Work task: Your answer should be every line with the word "https", copied from the data below.
☆ ☆ ☆
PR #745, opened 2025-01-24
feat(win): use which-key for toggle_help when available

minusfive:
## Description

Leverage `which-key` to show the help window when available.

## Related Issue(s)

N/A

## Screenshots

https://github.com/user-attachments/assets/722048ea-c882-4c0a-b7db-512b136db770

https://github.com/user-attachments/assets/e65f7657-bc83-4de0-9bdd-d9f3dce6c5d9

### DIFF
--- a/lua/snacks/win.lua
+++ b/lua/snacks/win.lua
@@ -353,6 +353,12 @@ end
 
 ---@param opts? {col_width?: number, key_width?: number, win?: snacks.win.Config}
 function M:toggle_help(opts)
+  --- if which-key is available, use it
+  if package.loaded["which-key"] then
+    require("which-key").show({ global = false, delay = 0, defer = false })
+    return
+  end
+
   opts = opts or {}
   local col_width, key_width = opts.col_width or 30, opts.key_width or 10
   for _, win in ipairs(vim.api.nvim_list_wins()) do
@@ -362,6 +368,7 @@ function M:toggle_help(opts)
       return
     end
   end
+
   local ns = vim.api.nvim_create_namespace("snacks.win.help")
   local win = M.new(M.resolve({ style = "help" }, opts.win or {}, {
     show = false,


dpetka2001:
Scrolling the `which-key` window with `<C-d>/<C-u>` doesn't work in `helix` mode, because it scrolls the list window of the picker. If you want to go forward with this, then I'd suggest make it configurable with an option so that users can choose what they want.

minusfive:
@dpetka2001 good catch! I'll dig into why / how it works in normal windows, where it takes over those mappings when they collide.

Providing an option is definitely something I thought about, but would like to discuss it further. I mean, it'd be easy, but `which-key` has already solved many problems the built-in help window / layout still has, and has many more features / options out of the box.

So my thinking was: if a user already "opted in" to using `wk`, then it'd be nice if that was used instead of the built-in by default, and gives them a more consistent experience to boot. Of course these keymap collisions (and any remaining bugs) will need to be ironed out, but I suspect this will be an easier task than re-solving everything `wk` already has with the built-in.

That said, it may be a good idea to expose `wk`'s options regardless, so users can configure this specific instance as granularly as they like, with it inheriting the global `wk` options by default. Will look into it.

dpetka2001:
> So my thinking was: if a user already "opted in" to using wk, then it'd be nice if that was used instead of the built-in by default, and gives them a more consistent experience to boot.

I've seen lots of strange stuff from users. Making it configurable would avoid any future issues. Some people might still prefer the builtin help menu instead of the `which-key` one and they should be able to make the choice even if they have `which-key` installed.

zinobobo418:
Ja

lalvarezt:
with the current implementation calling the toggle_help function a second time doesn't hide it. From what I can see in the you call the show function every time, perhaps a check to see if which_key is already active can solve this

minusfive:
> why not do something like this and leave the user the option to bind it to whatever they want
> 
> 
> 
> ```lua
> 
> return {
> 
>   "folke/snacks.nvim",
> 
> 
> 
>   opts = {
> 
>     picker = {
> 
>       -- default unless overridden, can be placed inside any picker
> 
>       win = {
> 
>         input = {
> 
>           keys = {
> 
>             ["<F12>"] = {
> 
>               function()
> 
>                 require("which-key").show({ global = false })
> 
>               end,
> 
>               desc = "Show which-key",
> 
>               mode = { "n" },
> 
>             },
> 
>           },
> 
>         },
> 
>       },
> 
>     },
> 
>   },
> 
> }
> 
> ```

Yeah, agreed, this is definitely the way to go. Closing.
☆ ☆ ☆
Exercise response:
https://github.com/user-attachments/assets/722048ea-c882-4c0a-b7db-512b136db770
https://github.com/user-attachments/assets/e65f7657-bc83-4de0-9bdd-d9f3dce6c5d9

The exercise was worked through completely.